TASK OBJECTIVE: Reproduce the listing below in its entirety. Change nothing.

AVAILABLE DATA:
PR #549, opened 2023-08-18
[bug] Early return when empty file string

erikn69:
When is empty $file, it returns an invalid url

```php
->getXdebugLink('');
//returns ['url' => 'vscode://file/:1', 'ajax' => false];
->getXdebugLink(null);
//throws exception string required null given on php 8.2
```


angeljqv (approved):

erikn69:
@barryvdh hi, ping

PR #558, opened 2023-09-15
(feat) memory usage  data on measure 

erikn69:
This is an optional config, 
allows you to measure memory usage along with time
image
This helped me optimize a method that causes a fatal memory allocated error (_was a collection filter on a foreach_ 😕)

**Usage:**
```php
$timeCollector = new TimeDataCollector();
$timeCollector->showMemoryUsage(); // without this, it works as before
```


parallels999:
@barryvdh hi,  could you check this? thanks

RESULT OF THE TASK:
PR #549, opened 2023-08-18
[bug] Early return when empty file string

erikn69:
When is empty $file, it returns an invalid url

```php
->getXdebugLink('');
//returns ['url' => 'vscode://file/:1', 'ajax' => false];
->getXdebugLink(null);
//throws exception string required null given on php 8.2
```


angeljqv (approved):

erikn69:
@barryvdh hi, ping

PR #558, opened 2023-09-15
(feat) memory usage  data on measure 

erikn69:
This is an optional config, 
allows you to measure memory usage along with time
image
This helped me optimize a method that causes a fatal memory allocated error (_was a collection filter on a foreach_ 😕)

**Usage:**
```php
$timeCollector = new TimeDataCollector();
$timeCollector->showMemoryUsage(); // without this, it works as before
```


parallels999:
@barryvdh hi,  could you check this? thanks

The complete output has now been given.